Hmmm... interesting... so one wouldn't necessarily know classical music upon hearing it? (not knowing if the performer had learned the music through reading or hearing).

With all due respect... before I saw your last post, I was going to cite an example of playing "My Last Days on Earth" from tab and facetiously call it Classical music. We seem to disagree completely as that appears to be exactly how you've supported your point.

Allow me to quote myself...

&gt;&gt; "Classical" is a highly-overloaded, and, by now, near 
&gt;&gt; meaningless word... especially when it precedes the 
&gt;&gt; word "Mandolin"....

Eric

----------

How does learning from the sheet music in a fake book fit into this?

On at least one song, I took the mandolin tab and wrote it out in standard notation because the visual clues on the staff help me to memorize the flow. #How does that fit?

----------


## etbarbaric

Hi Tim,

What you describe is indeed a very common (and highly-useful) technique used by lute players when playing Renaissance or Baroque music. Most lute music survives in tabliture, not written notation.

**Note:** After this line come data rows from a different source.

PR #716, opened 2021-03-22
Patch 2

code-creator:
I have tried to improve documentation:

-    warn terminating null not written when used for string mapping and source string size does not include terminating null
-    remove comment of sort key being null terminated, as documentation already states it can contain embedded nulls at any position
-    describe how to compare sort keys
-    better describe the return values
-    better emphasis when return values are character count/byte counts

I'm not English speaker so please correct any mistakes I made.
The documentation for this function is really complicated, and one could consider to completely separate the documentation for using it for string mapping vs. using it for sort key generation ;-)

### DIFF
--- a/sdk-api-src/content/winnls/nf-winnls-lcmapstringex.md
+++ b/sdk-api-src/content/winnls/nf-winnls-lcmapstringex.md
@@ -240,7 +240,7 @@ The application cannot set this parameter to 0.
 
 ### -param lpDestStr [out, optional]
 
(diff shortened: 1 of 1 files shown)


PRMerger18:
@code-creator : Thanks for your contribution! The author(s) have been notified to review your proposed change.

Karl-Bridge-Microsoft:
@code-creator - thanks for the suggestions. I've updated this topic and others in a private PR. I'm going to close this PR, but please open a new one on the revised topics if necessary.

PR #721, opened 2021-03-27
ImpersonateAnonymousToken expects THREAD_IMPERSONATE right before sta…

GeoB99:
…rting the impersonation

As of now, the documentation of `ImpersonateAnonymousToken` service is vague at best. It is mentioned a valid thread handle has to be filled to the caller but no kind of access right mask is specified that the thread needs to have in order to begin the impersonation procedure.

As a matter of fact, this public Win32 service bases upon the `NtImpersonateAnonymousToken` NT system call in order to impersonate the system's anonymous logon token. That system call invokes the kernel mode service from the Object Manager, the `ObReferenceObjectByHandle`, with desired access mask of `100h` value which is equivalent to `0x0100` and the documentation [here](https://docs.microsoft.com/en-us/windows/win32/procthread/thread-security-and-access-rights) demonstrates that. 

If the thread handle object has such access then the system call happily grants impersonation to the calling thread, otherwise it outright fails with a NTSTATUS code of `STATUS_ACCESS_DENIED` (further translated and mapped as `ACCESS_DENIED` in Win32 world). With that being said, it doesn't hurt for the documentation to be accordingly updated with the remarks based off of these points.

### DIFF
--- a/sdk-api-src/content/securitybaseapi/nf-securitybaseapi-impersonateanonymoustoken.md
+++ b/sdk-api-src/content/securitybaseapi/nf-securitybaseapi-impersonateanonymoustoken.md
@@ -6,7 +6,7 @@ helpviewer_keywords: ["ImpersonateAnonymousToken","ImpersonateAnonymousToken fun
 old-location: security\impersonateanonymoustoken.htm
 tech.root: security
 ms.assetid: 98d1072e-f569-4c8c-9254-fa558054c7ec
-ms.date: 12/05/2018
+ms.date: 03/28/2021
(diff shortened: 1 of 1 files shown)


PRMerger9:
@GeoB99 : Thanks for your contribution! The author(s) have been notified to review your proposed change.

Especially with intabulations of polyphonic (multi-voiced) music such as chansons or even later contrapuntal music, it is often very helpful to write out the tabliture in written (mensural) notation to help the player sort out how the different voices move through the music (your word visualize is a good one). An alternative approach is to find the original works in their notated form to see how the intabulation was derived (and what was retained, and what was changed).

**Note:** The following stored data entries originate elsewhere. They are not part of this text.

PR #732, opened 2021-04-10
Correct number of characters vs. bytes

vid512:
According to my test, this function writes at most 1024 wide characters, not bytes. That was probably just a copy-paste from wsprintfA.

### DIFF
--- a/sdk-api-src/content/winuser/nf-winuser-wsprintfw.md
+++ b/sdk-api-src/content/winuser/nf-winuser-wsprintfw.md
@@ -61,7 +61,7 @@ Writes formatted data to the specified buffer. Any arguments are converted and c
 
 Type: <b>LPTSTR</b>
 
-The buffer that is to receive the formatted output. The maximum size of the buffer is 1,024 bytes.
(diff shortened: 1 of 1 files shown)


PRMerger6:
@vid512 : Thanks for your contribution! The author(s) have been notified to review your proposed change.

PRMerger8:
@vid512 : Thanks for your contribution! The author(s) have been notified to review your proposed change.

justanotheranonymoususer:
From my tests, 1024 characters are written and the null terminator is then appended, resulting in 2050 bytes being written.

I opened PRs about it a while ago:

I think of tabliture as a "digital" encoding of music while mensural notation provides a more "analog" approach. There is often more going on in a piece than tabliture alone can immediately convey on a first reading. At the same time, tabliture tells you other things that may not survive in written versions of the piece.

But playing from tabliture (or written notation, or tea leaves) doesn't categorize the type of music that you are playing. You are merely doing your best to understand the music as you interpret and play it.

Eric

----------


## Jim Garber

> The skills I have learned and the repertory I have learned (Beethoven Mozart Folk Songs etc.) have been learn classically because I have acquired it all from reading


I certainly can't fathom that "East Virginia" becomes classical just because you learned it from a book. I have been playing old time fiddle for over thirty years and I can learn a tune from a book and no one would ever accuse me of playing it classically.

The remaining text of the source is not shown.